For each line in the data below that has the word "files", copy that line.

Stored items:

#####

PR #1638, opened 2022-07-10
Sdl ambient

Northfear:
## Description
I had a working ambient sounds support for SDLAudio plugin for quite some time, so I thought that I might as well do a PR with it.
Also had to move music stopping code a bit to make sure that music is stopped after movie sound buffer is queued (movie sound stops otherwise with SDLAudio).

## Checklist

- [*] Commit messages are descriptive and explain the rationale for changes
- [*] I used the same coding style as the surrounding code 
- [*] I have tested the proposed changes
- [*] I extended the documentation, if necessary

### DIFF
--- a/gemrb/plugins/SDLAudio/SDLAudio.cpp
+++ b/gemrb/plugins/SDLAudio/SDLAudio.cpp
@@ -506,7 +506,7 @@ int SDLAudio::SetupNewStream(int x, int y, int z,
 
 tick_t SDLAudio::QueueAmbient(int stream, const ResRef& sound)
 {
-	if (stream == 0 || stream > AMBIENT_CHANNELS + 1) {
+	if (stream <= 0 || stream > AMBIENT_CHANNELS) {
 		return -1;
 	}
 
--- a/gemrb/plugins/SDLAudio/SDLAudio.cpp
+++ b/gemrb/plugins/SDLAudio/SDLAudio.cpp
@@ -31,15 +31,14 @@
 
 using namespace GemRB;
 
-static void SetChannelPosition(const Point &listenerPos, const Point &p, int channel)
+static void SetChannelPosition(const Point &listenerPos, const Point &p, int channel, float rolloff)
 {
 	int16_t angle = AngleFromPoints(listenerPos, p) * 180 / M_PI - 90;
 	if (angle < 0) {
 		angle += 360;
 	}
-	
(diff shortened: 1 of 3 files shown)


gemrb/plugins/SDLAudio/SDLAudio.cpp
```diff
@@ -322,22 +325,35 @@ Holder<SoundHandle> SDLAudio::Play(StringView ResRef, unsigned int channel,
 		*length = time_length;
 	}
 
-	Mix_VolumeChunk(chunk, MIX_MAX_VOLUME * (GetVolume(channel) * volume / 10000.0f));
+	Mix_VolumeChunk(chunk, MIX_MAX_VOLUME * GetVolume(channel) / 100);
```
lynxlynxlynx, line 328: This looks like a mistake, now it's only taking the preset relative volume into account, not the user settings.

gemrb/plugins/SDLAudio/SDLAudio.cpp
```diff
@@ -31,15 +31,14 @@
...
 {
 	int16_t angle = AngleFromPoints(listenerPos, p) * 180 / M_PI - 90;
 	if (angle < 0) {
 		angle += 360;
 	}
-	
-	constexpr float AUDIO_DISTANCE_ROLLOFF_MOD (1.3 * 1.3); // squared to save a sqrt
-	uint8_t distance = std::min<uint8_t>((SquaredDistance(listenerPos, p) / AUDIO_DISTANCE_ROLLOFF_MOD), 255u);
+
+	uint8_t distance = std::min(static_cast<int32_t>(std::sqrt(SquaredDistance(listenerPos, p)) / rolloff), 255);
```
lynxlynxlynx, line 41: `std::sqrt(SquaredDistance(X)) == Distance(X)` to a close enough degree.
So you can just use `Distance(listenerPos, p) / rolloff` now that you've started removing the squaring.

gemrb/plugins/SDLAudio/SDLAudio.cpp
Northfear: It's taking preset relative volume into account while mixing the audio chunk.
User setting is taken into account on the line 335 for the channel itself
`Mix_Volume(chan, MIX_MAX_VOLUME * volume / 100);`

#####

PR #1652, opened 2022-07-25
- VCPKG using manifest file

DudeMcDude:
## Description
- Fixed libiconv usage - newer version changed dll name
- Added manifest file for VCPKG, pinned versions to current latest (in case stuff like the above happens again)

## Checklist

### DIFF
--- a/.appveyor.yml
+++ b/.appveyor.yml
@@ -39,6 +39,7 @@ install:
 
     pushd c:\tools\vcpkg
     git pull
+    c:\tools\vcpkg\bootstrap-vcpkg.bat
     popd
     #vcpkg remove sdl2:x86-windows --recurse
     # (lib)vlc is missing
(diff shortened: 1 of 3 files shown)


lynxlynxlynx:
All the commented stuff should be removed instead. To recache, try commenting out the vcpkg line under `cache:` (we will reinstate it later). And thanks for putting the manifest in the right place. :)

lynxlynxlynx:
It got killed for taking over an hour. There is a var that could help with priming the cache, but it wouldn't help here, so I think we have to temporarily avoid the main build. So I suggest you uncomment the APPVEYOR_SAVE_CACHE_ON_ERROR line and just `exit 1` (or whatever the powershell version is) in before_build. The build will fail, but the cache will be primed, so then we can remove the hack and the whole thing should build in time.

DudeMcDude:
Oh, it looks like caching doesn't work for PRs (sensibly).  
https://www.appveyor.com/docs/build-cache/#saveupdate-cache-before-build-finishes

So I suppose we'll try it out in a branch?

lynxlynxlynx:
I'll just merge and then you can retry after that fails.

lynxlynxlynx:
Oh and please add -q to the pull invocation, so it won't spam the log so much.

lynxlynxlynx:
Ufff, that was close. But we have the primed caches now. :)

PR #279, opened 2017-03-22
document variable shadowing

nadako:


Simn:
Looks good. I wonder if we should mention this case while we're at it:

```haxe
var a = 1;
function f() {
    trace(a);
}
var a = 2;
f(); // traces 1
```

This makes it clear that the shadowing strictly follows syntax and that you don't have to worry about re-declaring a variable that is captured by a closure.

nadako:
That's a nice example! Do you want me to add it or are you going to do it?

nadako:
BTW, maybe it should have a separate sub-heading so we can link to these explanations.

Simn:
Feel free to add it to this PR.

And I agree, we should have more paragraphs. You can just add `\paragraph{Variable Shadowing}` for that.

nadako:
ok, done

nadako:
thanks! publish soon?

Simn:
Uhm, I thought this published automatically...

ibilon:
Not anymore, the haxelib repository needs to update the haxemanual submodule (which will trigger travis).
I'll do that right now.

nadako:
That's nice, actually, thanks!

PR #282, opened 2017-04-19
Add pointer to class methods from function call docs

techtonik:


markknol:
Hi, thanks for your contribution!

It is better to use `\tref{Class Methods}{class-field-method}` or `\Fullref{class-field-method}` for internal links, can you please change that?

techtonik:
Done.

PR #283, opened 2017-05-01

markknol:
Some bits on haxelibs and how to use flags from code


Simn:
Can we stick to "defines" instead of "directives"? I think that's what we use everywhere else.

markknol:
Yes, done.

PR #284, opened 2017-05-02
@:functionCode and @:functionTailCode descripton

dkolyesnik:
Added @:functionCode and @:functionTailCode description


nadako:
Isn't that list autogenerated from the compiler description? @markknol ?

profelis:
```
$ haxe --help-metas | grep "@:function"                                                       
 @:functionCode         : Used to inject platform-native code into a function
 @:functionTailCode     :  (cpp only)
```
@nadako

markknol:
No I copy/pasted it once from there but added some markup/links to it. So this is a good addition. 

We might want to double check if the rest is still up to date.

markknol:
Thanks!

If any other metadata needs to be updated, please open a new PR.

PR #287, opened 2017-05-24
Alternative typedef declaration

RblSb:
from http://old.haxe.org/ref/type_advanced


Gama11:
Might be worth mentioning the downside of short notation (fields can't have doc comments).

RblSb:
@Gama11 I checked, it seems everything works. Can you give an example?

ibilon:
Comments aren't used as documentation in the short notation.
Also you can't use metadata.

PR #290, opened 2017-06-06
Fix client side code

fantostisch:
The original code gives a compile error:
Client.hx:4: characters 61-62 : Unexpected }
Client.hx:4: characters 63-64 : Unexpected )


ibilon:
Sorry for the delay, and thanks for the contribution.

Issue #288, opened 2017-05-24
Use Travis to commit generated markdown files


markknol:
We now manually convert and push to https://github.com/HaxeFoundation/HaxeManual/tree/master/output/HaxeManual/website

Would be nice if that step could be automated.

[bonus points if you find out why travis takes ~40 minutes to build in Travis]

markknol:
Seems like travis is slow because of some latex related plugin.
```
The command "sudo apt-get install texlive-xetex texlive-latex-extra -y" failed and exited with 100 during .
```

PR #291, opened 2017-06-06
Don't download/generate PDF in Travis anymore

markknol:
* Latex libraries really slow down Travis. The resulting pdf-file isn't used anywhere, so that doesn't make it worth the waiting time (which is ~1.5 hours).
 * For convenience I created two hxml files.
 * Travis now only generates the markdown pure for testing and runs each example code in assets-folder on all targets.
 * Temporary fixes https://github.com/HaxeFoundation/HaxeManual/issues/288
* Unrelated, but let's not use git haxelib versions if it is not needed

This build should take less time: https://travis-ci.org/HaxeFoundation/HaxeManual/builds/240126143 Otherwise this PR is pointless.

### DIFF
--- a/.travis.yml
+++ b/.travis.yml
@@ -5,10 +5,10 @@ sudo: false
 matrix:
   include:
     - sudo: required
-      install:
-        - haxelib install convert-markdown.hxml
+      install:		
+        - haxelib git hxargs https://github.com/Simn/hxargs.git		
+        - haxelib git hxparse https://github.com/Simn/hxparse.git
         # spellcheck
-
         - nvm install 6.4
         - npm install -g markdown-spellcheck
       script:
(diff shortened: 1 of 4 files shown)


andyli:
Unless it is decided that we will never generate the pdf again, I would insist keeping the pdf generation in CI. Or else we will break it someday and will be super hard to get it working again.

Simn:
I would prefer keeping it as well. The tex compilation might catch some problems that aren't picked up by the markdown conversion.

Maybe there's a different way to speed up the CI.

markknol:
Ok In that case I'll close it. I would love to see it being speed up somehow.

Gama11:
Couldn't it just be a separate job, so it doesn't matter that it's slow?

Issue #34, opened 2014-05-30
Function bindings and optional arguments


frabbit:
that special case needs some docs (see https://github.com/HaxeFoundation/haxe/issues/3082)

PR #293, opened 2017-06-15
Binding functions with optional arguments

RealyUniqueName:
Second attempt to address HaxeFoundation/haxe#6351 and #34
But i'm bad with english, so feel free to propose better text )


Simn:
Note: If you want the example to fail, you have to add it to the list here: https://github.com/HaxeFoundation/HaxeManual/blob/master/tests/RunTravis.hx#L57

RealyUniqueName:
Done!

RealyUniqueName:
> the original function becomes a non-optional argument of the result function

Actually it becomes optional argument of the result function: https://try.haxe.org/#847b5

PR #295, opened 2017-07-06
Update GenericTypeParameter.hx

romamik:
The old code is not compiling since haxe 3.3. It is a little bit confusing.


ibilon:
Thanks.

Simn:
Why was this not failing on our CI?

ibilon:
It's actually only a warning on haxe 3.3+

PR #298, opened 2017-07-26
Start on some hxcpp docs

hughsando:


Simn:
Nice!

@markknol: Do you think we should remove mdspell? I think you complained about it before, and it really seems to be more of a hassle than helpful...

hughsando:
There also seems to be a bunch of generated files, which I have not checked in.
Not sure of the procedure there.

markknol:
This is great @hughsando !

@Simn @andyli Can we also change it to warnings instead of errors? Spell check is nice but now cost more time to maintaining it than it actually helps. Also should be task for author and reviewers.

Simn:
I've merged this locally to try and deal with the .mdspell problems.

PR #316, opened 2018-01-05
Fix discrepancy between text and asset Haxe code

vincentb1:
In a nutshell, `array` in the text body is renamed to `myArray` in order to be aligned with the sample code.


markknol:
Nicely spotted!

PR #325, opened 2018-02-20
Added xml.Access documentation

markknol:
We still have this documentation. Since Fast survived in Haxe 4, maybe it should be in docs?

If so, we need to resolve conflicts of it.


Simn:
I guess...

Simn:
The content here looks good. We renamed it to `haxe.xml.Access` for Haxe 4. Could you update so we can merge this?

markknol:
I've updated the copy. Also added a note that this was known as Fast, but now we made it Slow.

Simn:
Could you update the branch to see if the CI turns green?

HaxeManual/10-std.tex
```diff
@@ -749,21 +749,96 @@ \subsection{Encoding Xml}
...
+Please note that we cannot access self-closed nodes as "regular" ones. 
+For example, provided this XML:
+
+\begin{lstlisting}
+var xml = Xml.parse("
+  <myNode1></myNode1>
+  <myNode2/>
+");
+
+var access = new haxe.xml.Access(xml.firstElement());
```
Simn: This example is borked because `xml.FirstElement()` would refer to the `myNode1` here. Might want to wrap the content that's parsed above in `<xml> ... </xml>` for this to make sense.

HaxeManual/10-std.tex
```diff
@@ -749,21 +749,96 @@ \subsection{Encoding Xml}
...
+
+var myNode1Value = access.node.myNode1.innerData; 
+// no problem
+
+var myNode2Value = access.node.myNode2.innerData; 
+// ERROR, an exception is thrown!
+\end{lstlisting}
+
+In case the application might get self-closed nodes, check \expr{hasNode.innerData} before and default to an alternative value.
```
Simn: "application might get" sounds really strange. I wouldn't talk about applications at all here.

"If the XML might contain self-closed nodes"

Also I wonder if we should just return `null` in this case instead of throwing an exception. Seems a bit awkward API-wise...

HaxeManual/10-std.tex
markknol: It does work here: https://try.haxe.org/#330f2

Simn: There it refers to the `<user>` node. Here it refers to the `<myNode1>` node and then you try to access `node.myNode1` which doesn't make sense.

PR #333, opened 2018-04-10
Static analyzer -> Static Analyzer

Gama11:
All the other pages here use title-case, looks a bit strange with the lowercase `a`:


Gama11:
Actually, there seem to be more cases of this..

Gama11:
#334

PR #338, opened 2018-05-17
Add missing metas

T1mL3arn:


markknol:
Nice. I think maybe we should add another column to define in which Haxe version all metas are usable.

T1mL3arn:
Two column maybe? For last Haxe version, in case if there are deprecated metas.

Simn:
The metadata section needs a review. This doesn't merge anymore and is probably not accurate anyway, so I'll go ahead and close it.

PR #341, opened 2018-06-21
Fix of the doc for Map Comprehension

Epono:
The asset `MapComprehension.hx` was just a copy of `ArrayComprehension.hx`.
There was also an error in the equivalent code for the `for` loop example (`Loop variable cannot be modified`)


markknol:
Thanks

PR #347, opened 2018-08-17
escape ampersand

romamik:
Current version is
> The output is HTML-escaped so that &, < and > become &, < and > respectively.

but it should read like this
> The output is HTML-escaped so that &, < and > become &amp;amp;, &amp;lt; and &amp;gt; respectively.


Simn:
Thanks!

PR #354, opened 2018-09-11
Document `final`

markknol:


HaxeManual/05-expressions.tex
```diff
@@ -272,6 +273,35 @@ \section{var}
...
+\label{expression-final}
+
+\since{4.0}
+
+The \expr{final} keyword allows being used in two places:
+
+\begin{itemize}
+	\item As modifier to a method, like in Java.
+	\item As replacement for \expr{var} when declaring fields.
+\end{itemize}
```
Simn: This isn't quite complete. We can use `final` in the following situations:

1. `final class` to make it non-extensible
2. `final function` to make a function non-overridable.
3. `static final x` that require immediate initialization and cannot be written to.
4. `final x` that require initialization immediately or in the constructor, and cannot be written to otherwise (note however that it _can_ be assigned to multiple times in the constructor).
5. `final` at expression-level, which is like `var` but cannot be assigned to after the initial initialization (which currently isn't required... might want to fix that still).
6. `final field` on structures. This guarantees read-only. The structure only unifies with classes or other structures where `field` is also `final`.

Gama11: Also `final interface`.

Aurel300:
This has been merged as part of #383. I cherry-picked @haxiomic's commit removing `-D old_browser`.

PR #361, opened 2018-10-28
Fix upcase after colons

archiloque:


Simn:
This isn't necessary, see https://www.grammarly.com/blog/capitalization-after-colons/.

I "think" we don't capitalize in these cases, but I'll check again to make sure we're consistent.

#####

- _Solution_
(diff shortened: 1 of 3 files shown)
(diff shortened: 1 of 3 files shown)
Use Travis to commit generated markdown files
 * For convenience I created two hxml files.
(diff shortened: 1 of 4 files shown)
There also seems to be a bunch of generated files, which I have not checked in.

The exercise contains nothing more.